ブライス・ダラス・ハワードの変貌と二重構造のスパイアクションを楽しむ『ARGYLLE/アーガイル』 

■ARGYLLE/アーガイル

(c)Universal Pictures

《作品データ》

『キック・アス』『キングスマン』シリーズのマシュー・ヴォーン監督が豪華キャストを迎えて新たに放つ痛快スパイアクション映画! ベストセラースパイ小説「アーガイル」の作者エリーは、新作の準備中に列車で謎の男たちに命を狙われ、エイダンと名乗るスパイに助けられる。彼女は小説を書くことで裏の組織から「予言者」として重要な存在と見られていたのだ。そして、エリーは冒険のなかで小説と現実の区別があいまいになり……。

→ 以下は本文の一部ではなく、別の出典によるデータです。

Issue #784, opened 2024-09-05
🐛 Remove filter heading is not correctly cased


LavMatt:
### Describe the bug.

When selected for and entity type or subject area the heading of the remove label is cased incorrectly, e.g.

`Entity Type` and `Subject Area` rather than `Entity type` and `Subject area`

PR #829, opened 2024-09-12
Fix sentence casing on subject area, entity type labels when filters are selected

MatMoore:
Resolves https://github.com/ministryofjustice/find-moj-data/issues/784
and also fixes an unrelated issue with the tests, caused by the screenshot helper being moved to the top level. This massively slowed down the tests because it has autouse=True and it depends on the selenium driver being initialised.


mitchdawson1982 (approved):
Nice

PR #839, opened 2024-09-16
Quoted search fix

mitchdawson1982:
Adds a method to the search service to handle updated search behaviour in datahub. The recent datahub changes now mean that query strings containing either quotes, underscores or full stops are treated as exact matches. 

This PR ensures that quoted queries are passed through to search unchanged whereas unquoted queries containing underscores are altered to remove them and replace them with spaces, to ensure a non-exact match search is performed.


home/service/search.py
```diff
@@ -56,11 +56,17 @@ def _build_entity_types(self, entity_types: list[str]) -> tuple[ResultType, ...]
         )
         return chosen_entities if chosen_entities else default_entities
 
+    def _format_query_value(self, query: str) -> str:
+        query_pattern: str = r"^[\"'].+[\"']$"
+        # We expect a quoted query to be an exact match therefore when not, we replace
```
MatMoore, line 61: I find this comment confusing out of context 😕 

Can we say something like "datahub treats any query with underscores as exact, so if the string is not quoted, we convert underscores to spaces so that we get partial matches as well"

MatMoore (approved):
This looks good, but does it solve the bug on the ticket where "Common Platform" doesn't match anything?

https://find-moj-data.service.justice.gov.uk/search?query=%22Common+Platform%22&domain=

Even with exact matching I would expect this to return results, since the whole phrase is in the description of https://find-moj-data.service.justice.gov.uk/details/table/urn:li:dataset:(urn:li:dataPlatform:dbt,cadet.awsdatacatalog.common_platform_derived.cases_fct,PROD)

MatMoore (approved):

PR #872, opened 2024-09-24
docs: update request access link text

### LINKED ISSUE #871: Accessibility - change request access link text to not use click
During our meeting to run through accessibility it was raised that use of the word click is not inclusive from an accessibility perspective as not all users will be clicking when using the service.

The wording should be changed from `Click link for access information (opens in new tab)` to `Select this link for access information (opens in new tab)`

LavMatt:
resolves #871


mitchdawson1982 (approved):
LGTM

PR #896, opened 2024-09-30
Fmd 880 add content to empty table cells

LavMatt:


templates/details_dashboard.html
```diff
@@ -20,7 +20,11 @@
                 <tr class="govuk-table__row">
                   <td class="govuk-table__cell"><a href="{% url 'home:details' result_type=chart_type urn=chart.entity_ref.urn %}" class="govuk-link">{{chart.entity_ref.display_name}}</a></td>
                   <td class="govuk-table__cell">
-                      {{ chart.description|markdown:3 }}
+                  {% if chart.description %}
+                    {{ chart.description|markdown:3 }}
+                  {% else %}
+                    <p class="govuk-visually-hidden">Description for {{chart.entity_ref.display_name}} does not exist</p>
```
MatMoore, line 26: Minor nitpick but wondering if this should be "A description for ... does not exist"

MatMoore (dismissed):

templates/details_dashboard.html
LavMatt: yeah probably reads a bit better

MatMoore (approved):

PR #1602, opened 2022-09-28
Feature/commands from lib9c tools

U-lis:
Commands from [Lib9c.Tools](https://github.com/planetarium/lib9c/tree/development/.Lib9c.Tools) to `NineChronicles.Headless`

### DIFF
--- a/NineChronicles.Headless.Executable/Commands/MarketCommand.cs
+++ b/NineChronicles.Headless.Executable/Commands/MarketCommand.cs
@@ -1,0 +1,226 @@
+using System;
+using System.Collections.Generic;
+using System.IO;
+using System.Linq;
+using Bencodex;
+using Bencodex.Types;
+using Cocona;
+using Lib9c.DevExtensions;
+using Lib9c.Model.Order;
+using Libplanet;
+using Libplanet.Assets;
+using Libplanet.Blockchain;
+using Libplanet.Blocks;
+using Libplanet.Store;
+using Libplanet.Tx;
+using Nekoyume.Action;
+using Nekoyume.Model.Item;
+using NineChronicles.Headless.Executable.IO;
+using Serilog.Core;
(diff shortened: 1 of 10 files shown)


U-lis:
Mistake: click `merge` instead of `rebase` :sob:

moreal (commented):
It isn't important in this pull request the action commands in the tx command should be removed.

NineChronicles.Headless.Executable/Commands/MarketCommand.cs
```diff
@@ -0,0 +1,226 @@
...
+        public MarketCommand(IConsole console)
+        {
+            _console = console;
+        }
+
+        [Command(Description = "Query market transactions.")]
+        public void Query(
+            [Option('v', Description = "Print more logs.")]
+            bool verbose,
+            [Option('s', Description = "Path to the chain store.")]
```
moreal, line 38: Is it okay to fix the store type as rocksdb?

moreal (approved):

NineChronicles.Headless.Executable/Commands/MarketCommand.cs
U-lis: > Is it okay to fix the store type as rocksdb?

Hmm.. I didn't think about that deeply :thinking: 
With my gut feeling, there is no practical scenario to query market info to the chain running with volatile storage.

And this function uses `Lib9c.DevExtensions.Utils.GetBlockChain()` and this assumes storage type to RocksDB.
I'll try to change this to support multiple StoreType.

moreal: Ah okay, I don't feel to need to fix it in this pull request. Because this pull request's purpose was to take the commands from lib9c-tools. So I approved and you can merge this pull request 😉

PR #1644, opened 2022-10-20
Merge rc-v100310 to development

OnedgeLee:
SSIA


moreal:
In my thought, the `from`(maybe) branch should be `main` instead of `rc-v100302` to include also `v100302` tag commit and missed hotfix commits.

主演をブライス・ダラス・ハワード、エイダン役をサム・ロックウェル、その他ヘンリー・カヴィル、ジョン・シナ、サミュエル・L・ジャクソン、シンガーソングライターのデュア・リパ、ブライアン・クランストンら個性派キャストがそろった。

・TOHOシネマズ 日比谷他全国ロードショー中!

・配給:東宝東和

【スタッフ】

監督・製作:マシュー・ボーン/脚本・製作:ジェイソン・フックス

【キャスト】

ヘンリー・カヴィル、ブライス・ダラス・ハワード、サム・ロックウェル、ブライアン・クランストン、キャサリン・オハラ、デュア・リパ、アリアナ・デボーズ、ジョン・シナ、サミュエル・L・ジャクソン

原題:Argylle/製作国:イギリス、アメリカ/製作年:2024年

・公式HP: https://argylle-movie.jp/


〈『ARGYLLE/アーガイル』レビュー(レビュアー:じょ~い小川)〉

『キック・アス』や『キングスマン』シリーズなど異色のアクションヒーローを次々と生み出すマシュー・ヴォーン監督による新たなるスパイアクション映画『ARGYLLE/アーガイル』

(c)Universal Pictures

ポスターの並びから、てっきり角刈りのヘンリー・カヴィルが主演のスパイアクションかと思いきやそうではなく、どちらかと言うとブライス・ダラス・ハワードが演じるエリーとサム・ロックウェルが演じるエイダンによる虚実、妄想、催眠を交えた二重三重の裏切りを交えたスパイアクションで、

マルチバースが流行ってる昨今のヒーロー映画らしく、個人的にはかなり楽しめた!

 

スパイ小説「アーガイル」の著者であるエリー・コンウェイがスパイのエイダン・ワイルドとの出会いから巻き込まれるようにスパイ組織ディヴィジョンに狙われ、エイダンと共にロンドン、南フランスへと渡り、真の目的に迫る。スパイや敵組織が創作と劇中現実の二重構造になっているだけでなく、主人公エリーや彼女に関連するある主要人物も劇中で作り上げた設定と真の設定と二重構造になっていて、劇中における虚実やエリーによる妄想、さらには催眠作用まで使い、やや複雑な劇中世界を作り上げている。

(c)Universal Pictures

この組織名の“ディヴィジョン(Division)”には「分割」とか割り算を意味する「除算」という意味がある。これだけだと分かりにくいのでさらに加えると、イギリスのプログレッシブ・ロックのバンドのピンク・フロイドが1994年に発表したアルバムのタイトルが『The division bell』(邦題『対』)でシンメトリーに分割されたオブジェクトがアルバムジャケットになっているが、

 

この映画におけるスパイ組織やメインキャスト、周辺人物も実はこの『The division bell』のジャケットと同じ構造で、現実と虚構が分割されながらも交わっている世界を描いているが、

現実と虚構は表裏一体、左右対称のシンメトリー構造になっている。

このため、同じマシュー・ヴォーン監督作品の『キングスマン』シリーズの様なストレートな展開とは違ったスパイアクション映画に仕上がっているが、これはこれで二重三重スパイの捻り方が面白く、そこを楽しめるかどうかが本作の評価の分かれ目になる。

 

ストーリー展開そのものはスパイ組織デヴィジョンに関する機密情報を巡る攻防で、これを小説家がアクション映画的な世界に巻き込まれるサンドラ・ブロック主演の『ザ・ロストシティ』と上手く融合させた感じのロマコメ+スパイアクション映画に仕上がっている。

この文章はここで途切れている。